Touch The Sound: A Sound Journey With Evelyn Glennie

Touch The Sound: A Sound Journey With Evelyn Glennie

Avant-garde percussionist Evelyn Glennie started going deaf in early adolescence. One day, a few years into the decline, she removed her hearing aid during a music class to find out what she could really hear. She discovered that her whole skeletal system was like a sounding board, capable of picking up the subtlest vibrations. In his documentary Touch The Sound: A Sound Journey With Evelyn Glennie, director Thomas Riedelsheimer gets inside Glennie's world, starting with what banging and clanging does to her body. He opens with Glennie hammering a gong, the sound of which rises from complete silence to deafening noise while she stands by in a blissful stupor. Later, he shoots her in Grand Central Station, beating on a snare so intently that her whole upper torso vibrates and her bra strap slowly slips down her shoulder.

Touch The Sound lets Glennie tell some of her story, and it's also the document of an event: a recording session with Fred Frith for an improvised avant-garde album. (Their experimental music-making is probably more fun to watch than it would be to listen to.) Just as Riedelsheimer's last film, Rivers And Tides: Andy Goldsworthy Working With Time observed the painstaking processes of an environmental artist, so Touch The Sound leans on impressionistic sequences that convey the percussive qualities of Glennie's everyday life. Riedelsheimer focuses on the sound of suitcase wheels on tile floors, and automobile tires crossing a bridge. He catches the industrial hum of an office complex and the visual and aural dissonance of a Japanese food court. And he finds visuals to match the white noise, from animated billboards in a city square to the blur of Glennie's drumsticks in rapid motion.

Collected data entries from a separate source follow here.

PR #609, opened 2016-02-02
Make bigquery functional classes extend info classes

mziccard:
This PR performs the following changes
- Make `Dataset` extend `DatasetInfo`
- Make `Table` extend `TableInfo`
- Make `Job` extend `JobInfo`
- Update READMEs and snippets
- Update `BigQueryExample`
- Update and add more tests

### DIFF
--- a/gcloud-java-bigquery/src/main/java/com/google/gcloud/bigquery/Acl.java
+++ b/gcloud-java-bigquery/src/main/java/com/google/gcloud/bigquery/Acl.java
@@ -325,6 +325,8 @@ public final class Acl implements Serializable {
    */
   public static final class View extends Entity {
 
+    private static final long serialVersionUID = -6851072781269419383L;
+
     private final TableId id;
 
     /**
--- a/gcloud-java-bigquery/src/main/java/com/google/gcloud/bigquery/BigQueryImpl.java
+++ b/gcloud-java-bigquery/src/main/java/com/google/gcloud/bigquery/BigQueryImpl.java
@@ -621,6 +621,7 @@ final class BigQueryImpl extends BaseService<BigQueryOptions> implements BigQuer
         .results(transformTableData(rowsPb));
   }
 
+  @Override
   public TableDataWriteChannel writer(WriteChannelConfiguration writeChannelConfiguration) {
     return new TableDataWriteChannel(options(),
         writeChannelConfiguration.setProjectId(options().projectId()));
--- a/gcloud-java-bigquery/src/main/java/com/google/gcloud/bigquery/CopyJobConfiguration.java
+++ b/gcloud-java-bigquery/src/main/java/com/google/gcloud/bigquery/CopyJobConfiguration.java
@@ -204,6 +204,7 @@ public final class CopyJobConfiguration extends JobConfiguration {
     return builder.build();
   }
 
+  @Override
   com.google.api.services.bigquery.model.JobConfiguration toPb() {
     JobConfigurationTableCopy configurationPb = new JobConfigurationTableCopy();
     configurationPb.setDestinationTable(destinationTable.toPb());
--- a/gcloud-java-bigquery/src/main/java/com/google/gcloud/bigquery/ExtractJobConfiguration.java
+++ b/gcloud-java-bigquery/src/main/java/com/google/gcloud/bigquery/ExtractJobConfiguration.java
@@ -225,6 +225,7 @@ public final class ExtractJobConfiguration extends JobConfiguration {
     return toBuilder().sourceTable(sourceTable().setProjectId(projectId)).build();
   }
 
+  @Override
   com.google.api.services.bigquery.model.JobConfiguration toPb() {
     JobConfigurationExtract extractConfigurationPb = new JobConfigurationExtract();
     extractConfigurationPb.setDestinationUris(destinationUris);
--- a/gcloud-java-bigquery/src/main/java/com/google/gcloud/bigquery/LoadJobConfiguration.java
+++ b/gcloud-java-bigquery/src/main/java/com/google/gcloud/bigquery/LoadJobConfiguration.java
@@ -282,6 +282,7 @@ public final class LoadJobConfiguration extends JobConfiguration implements Load
     return toBuilder().destinationTable(destinationTable().setProjectId(projectId)).build();
   }
 
+  @Override
   com.google.api.services.bigquery.model.JobConfiguration toPb() {
     JobConfigurationLoad loadConfigurationPb = new JobConfigurationLoad();
     loadConfigurationPb.setDestinationTable(destinationTable.toPb());
--- a/gcloud-java-bigquery/src/main/java/com/google/gcloud/bigquery/QueryJobConfiguration.java
+++ b/gcloud-java-bigquery/src/main/java/com/google/gcloud/bigquery/QueryJobConfiguration.java
@@ -472,6 +472,7 @@ public final class QueryJobConfiguration extends JobConfiguration {
     return builder.build();
   }
 
+  @Override
   com.google.api.services.bigquery.model.JobConfiguration toPb() {
     com.google.api.services.bigquery.model.JobConfiguration configurationPb =
         new com.google.api.services.bigquery.model.JobConfiguration();
--- a/gcloud-java-bigquery/src/main/java/com/google/gcloud/bigquery/TableDataWriteChannel.java
+++ b/gcloud-java-bigquery/src/main/java/com/google/gcloud/bigquery/TableDataWriteChannel.java
@@ -53,6 +53,7 @@ class TableDataWriteChannel extends BaseWriteChannel<BigQueryOptions, WriteChann
     }
   }
 
+  @Override
   protected StateImpl.Builder stateBuilder() {
     return StateImpl.builder(options(), entity(), uploadId());
   }
--- a/gcloud-java-bigquery/src/main/java/com/google/gcloud/bigquery/WriteChannelConfiguration.java
+++ b/gcloud-java-bigquery/src/main/java/com/google/gcloud/bigquery/WriteChannelConfiguration.java
@@ -155,6 +155,7 @@ public class WriteChannelConfiguration implements LoadConfiguration, Serializabl
       return this;
     }
 
+    @Override
     public WriteChannelConfiguration build() {
       return new WriteChannelConfiguration(this);
     }


ajkannan:
Since the functional objects should now be serializable, we should add them to `SerializationTest`

gcloud-java-bigquery/src/main/java/com/google/gcloud/bigquery/Dataset.java
```diff
@@ -235,4 +233,42 @@ public Table create(String table, TableDefinition definition, BigQuery.TableOpti
   public BigQuery bigquery() {
     return bigquery;
   }
+
+  public static Builder builder(BigQuery bigquery, DatasetId datasetId) {
```
ajkannan: We can probably package scope or remove this because we don't expect users to ever have to build a functional object from scratch. They'll just be handed one if they use the BigQuery service object at any point.  I believe the parallel builder method for Resource Manager's Project is package scoped, and I didn't include it in the Storage PR that's out right now.

gcloud-java-bigquery/src/main/java/com/google/gcloud/bigquery/Dataset.java
```diff
@@ -235,4 +233,42 @@ public Table create(String table, TableDefinition definition, BigQuery.TableOpti
...
+    return new Builder(bigquery).datasetId(datasetId);
+  }
+
+  /**
+   * Returns a builder for a {@code DatasetInfo} object given it's user-defined id.
+   */
+  public static Builder builder(BigQuery bigquery, String datasetId) {
```
ajkannan: Package scope or remove (if we agree on the comment above)

gcloud-java-bigquery/src/main/java/com/google/gcloud/bigquery/DatasetInfo.java
```diff
@@ -380,65 +446,27 @@ Dataset toPb() {
   }
 
   /**
-   * Returns a builder for the DatasetInfo object given it's user-defined id.
+   * Returns a builder for a {@code DatasetInfo} object given it's identity.
```
ajkannan: Nit: I feel that "id" sounds better than "identity" (applies here and also in places unmodified by this PR).

README.md
```diff
@@ -128,18 +128,20 @@ must [supply credentials](#authentication) and a project ID if running this snip
...
+import com.google.gcloud.bigquery.Table;
 import com.google.gcloud.bigquery.TableId;
 import com.google.gcloud.bigquery.TableInfo;
 
 BigQuery bigquery = BigQueryOptions.defaultInstance().service();
 TableId tableId = TableId.of("dataset", "table");
-TableInfo info = bigquery.getTable(tableId);
-if (info == null) {
+Table table = bigquery.getTable(tableId);
+if (table == null) {
```
aozarov: I wonder if, as an example, the 'else' part is needed (vs, create if needed and upload data...)

gcloud-java-bigquery/src/main/java/com/google/gcloud/bigquery/BigQuery.java
```diff
@@ -535,54 +534,50 @@ public static QueryResultsOption maxWaitTime(long maxWaitTime) {
...
    */
-  TableInfo getTable(TableId tableId, TableOption... options)
-      throws BigQueryException;
+  Table getTable(TableId tableId, TableOption... options) throws BigQueryException;
 
   /**
    * Lists the tables in the dataset. This method returns partial information on each table
-   * ({@link TableInfo#tableId()}, {@link TableInfo#friendlyName()}, {@link TableInfo#id()} and
-   * type, which is part of {@link TableInfo#definition()}). To get complete information use either
+   * ({@link TableInfo#tableId()}, {@link Table#friendlyName()}, {@link Table#id()} and type, which
```
aozarov: Any reason for not also chaning `TableInfo#tableId` (here and below).

gcloud-java-bigquery/src/main/java/com/google/gcloud/bigquery/Job.java
```diff
@@ -53,15 +123,7 @@ public Job(BigQuery bigquery, JobInfo info) {
    * @throws BigQueryException upon failure
    */
   public static Job get(BigQuery bigquery, String job, BigQuery.JobOption... options) {
```
ajkannan: Do you think we can remove static methods like this one from functional classes?  Before this PR it made sense, because the service object didn't return funcitonal objects.  Now that the service object's `get` method returns a functional object, these methods are obsolete.

gcloud-java-bigquery/src/main/java/com/google/gcloud/bigquery/Dataset.java
```diff
@@ -35,89 +30,108 @@
...
-  private final BigQuery bigquery;
-  private final DatasetInfo info;
+  private static final long serialVersionUID = -4272921483363065593L;
 
-  private static class TablePageFetcher implements PageImpl.NextPageFetcher<Table> {
+  private final BigQueryOptions options;
+  private transient BigQuery bigquery;
 
-    private static final long serialVersionUID = 6906197848579250598L;
+  static final class Builder extends DatasetInfo.Builder {
```
ajkannan: Are there access issues when making this class package scope but including it in the function signature for public methods like `toBuilder()`?

Even if not, do you think there's a benefit to making the builders for the functional classes public?  As it stands, the javadoc won't have a `Dataset.Builder` page, just a `DatasetInfo.Builder` page.  As a result, the `Dataset.toBuilder()` function links to the `DatasetInfo.Builder`, which has a `build()` method that returns a `DatasetInfo` instead of a `Dataset`.  A user could interpret this to mean that if they call `someDataset.toBuilder().build()`, they will get a `DatasetInfo` and not necessarily a `Dataset`.

gcloud-java-bigquery/src/test/java/com/google/gcloud/bigquery/DatasetTest.java
```diff
@@ -49,219 +61,291 @@
...
   @After
   public void tearDown() throws Exception {
-    verify(bigquery);
+    verify(bigquery, serviceMockReturnsOptions);
   }
 
   @Test
-  public void testInfo() throws Exception {
-    assertEquals(DATASET_INFO, dataset.info());
+  public void testBuilder() {
```
ajkannan: Do you think it'd be useful to also explicitly test the builder constructor that takes Pb objects as parameters?

ajkannan:
@mziccard took a first pass, looks good!  Just some minor comments from me.

gcloud-java-bigquery/src/main/java/com/google/gcloud/bigquery/Dataset.java
aozarov: I am +1 (this is also in-line with my earlier preference not to have a public constructor to the functional object that gets the info object, but I think now the case is stronger).

gcloud-java-bigquery/src/main/java/com/google/gcloud/bigquery/DatasetInfo.java
```diff
@@ -380,65 +446,27 @@ Dataset toPb() {
...
    */
-  public static Builder builder(String projectId, String datasetId) {
-    return new Builder().datasetId(DatasetId.of(projectId, datasetId));
+  public static Builder builder(String datasetId) {
+    return builder(DatasetId.of(datasetId));
   }
 
   /**
-   * Returns a builder for the DatasetInfo object given it's identity.
+   * Returns a builder for the DatasetInfo object given it's project and user-defined id.
```
aozarov: "given it's project and dataset ids" ?

gcloud-java-bigquery/src/main/java/com/google/gcloud/bigquery/Dataset.java
mziccard: Yes sure, in fact it's package scope in `Table` and `Job`.

gcloud-java-bigquery/src/main/java/com/google/gcloud/bigquery/DatasetInfo.java
mziccard: I do not agree. Across the library I have been careful to refer to `XXXId` classes/objects as "identity" not to make confusion with the `id()` of info classes and the String itself provided by the user to identify the entity (i.e. a job has an user-provided id, it's not called name in BigQuery).

README.md
mziccard: This is consistent with the storage example. I don't see this as a problem until it's understandable.

gcloud-java-bigquery/src/main/java/com/google/gcloud/bigquery/Dataset.java
mziccard: Yes we must make this public.

gcloud-java-bigquery/src/main/java/com/google/gcloud/bigquery/Job.java
mziccard: Yes I think we can remove this. We should remove such methods also in gcloud-java-resourcemanager

gcloud-java-bigquery/src/test/java/com/google/gcloud/bigquery/DatasetTest.java
mziccard: There's no such constructor in functional objects. We should rather test `fromPb`.

gcloud-java-bigquery/src/main/java/com/google/gcloud/bigquery/Dataset.java
mziccard: We can remove `builder` methods in functional classes. We should remove them also in `resourcemanager`

mziccard:
Comments addressed

ajkannan:
Looks good, one comment from me about removing the functional class builder() methods entirely.  I also think we should manually test the snippets in the READMEs/package-info to make sure that there aren't any access issues, missing imports, or typos.

I'll take care of comments that referenced Resource Manager (ie removing the package scope builder() methods from Resource Manager's Project class and making sure any Project.staticMethods() are removed as appropriate).

README.md
aozarov: Yes, it is just an example and it is readable.
However, I do think that the propose change is better for the following reasons:
1) slightly shorter
2) save some code indentation
3) more logical flow (and therefore example). create a table if does not exists and populate with data rather than either create a table if not exists or put data if exists.

Yes, if we decide to change it here we should also change it in other places were we apply a similar pattern.
We do not have to do it in this PR or at all if you disagree with my reasons.

ajkannan: +1 to removing the "else" either in this PR or in a subsequent one.

gcloud-java-bigquery/src/main/java/com/google/gcloud/bigquery/JobInfo.java
```diff
@@ -78,16 +88,44 @@ public JobInfo apply(Job pb) {
...
-  private final String etag;
-  private final String id;
-  private final JobId jobId;
-  private final String selfLink;
-  private final JobStatus status;
-  private final JobStatistics statistics;
-  private final String userEmail;
-  private final JobConfiguration configuration;
+  /**
+   * Base class for a {@code JobInfo} builder.
```
aozarov: Nit. Though technically correct, I wonder if that is, "Base class", a good javadoc for the user which is unaware
of the internal implementation for this class builder.

gcloud-java-bigquery/src/main/java/com/google/gcloud/bigquery/Dataset.java
```diff
@@ -235,4 +219,39 @@ public Table create(String table, TableDefinition definition, BigQuery.TableOpti
   public BigQuery bigquery() {
     return bigquery;
   }
+
+  static Builder builder(BigQuery bigquery, DatasetId datasetId) {
+    return new Builder(bigquery).datasetId(datasetId);
```
aozarov: Nit (fine as is), but at this point we can change the constructor to get also `datasetId` and replace DatasetInfo.Builder empty constructor to one that accepts datasetId.

gcloud-java-bigquery/src/main/java/com/google/gcloud/bigquery/Table.java
```diff
@@ -193,15 +228,15 @@ Job copy(String destinationDataset, String destinationTable, BigQuery.JobOption.
 
   /**
    * Starts a BigQuery Job to copy the current table to the provided destination table. Returns the
-   * started {@link Job} object.
+   * started {@link Job} object. ddd
```
aozarov: ddd?

gcloud-java-bigquery/src/main/java/com/google/gcloud/bigquery/Dataset.java
```diff
@@ -35,111 +30,108 @@
...
 
-    private final BigQueryOptions options;
-    private final Page<TableInfo> infoPage;
+    private final BigQuery bigquery;
+    private final DatasetInfo.BuilderImpl infoBuilder;
 
-    TablePageFetcher(BigQueryOptions options, Page<TableInfo> infoPage) {
-      this.options = options;
-      this.infoPage = infoPage;
+    private Builder(BigQuery bigquery) {
```
ajkannan: If we remove the builder() methods completely, we can also remove this constructor.

gcloud-java-bigquery/src/main/java/com/google/gcloud/bigquery/Dataset.java
aozarov: My comment above is about the Builder's constructors and not about the static builder methods.
As for the static builder methods of functional objects, I do think they should not be public, however
I don't mind if we also keep them as package-scope as long as they are used by our non-test code (which does
not seem to be the case here, and therefore should be removed).

aozarov:
Looks great! I really like this change.
Few nits and suggestions. 
Also, unrelated:

Missing some `@Override` annotation
WriteChannelConfiguration
TableDataWriteChannel
QueryJobConfiguration
LoadJobConfiguration
ExtractJobConfiguration
CopyJobConfiguration
BigQueryImpl

Missing servialVersionUID
Acl.View

gcloud-java-bigquery/src/main/java/com/google/gcloud/bigquery/Dataset.java
mziccard: How do we create functional objects in tests if we remove this constructor?

gcloud-java-bigquery/src/main/java/com/google/gcloud/bigquery/Table.java
mziccard: It seemed something important to remind the user of. If you don't like it I'll remove it :)

mziccard:
Comments fixed and opened #618

gcloud-java-bigquery/src/main/java/com/google/gcloud/bigquery/Dataset.java
ajkannan: In resource manager and storage, I've been using the package-private constructor (e.g. `new Blob(options, new BlobInfo.BuilderImpl(BLOB_INFO))`, and to test the builder itself I did something [a little round about](https://github.com/ajkannan/gcloud-java/commit/75dbbf8263003e5df370c74bd2a96942b36d35ff#diff-81eda95fc1298d0b4b24c8561147a3d5R86).  If it makes testing way more convenient, we can keep it though.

Touch The Sound may be too heady to take in one sitting. Even given relatively calm passages—like a hushed tour through the courtyard of a Scottish castle or a mediation on ripples in a pond—there's just too much to absorb, especially since all the sequences essentially deliver the same message, that sound is everywhere. Still, like superior tracks on an exhausting double album, the individual moments of wonder in Touch The Sound are too powerful to dismiss. And it's notable that in two consecutive documentaries, Riedelsheimer has used one of the most permanent of artistic mediums to record art that disappears.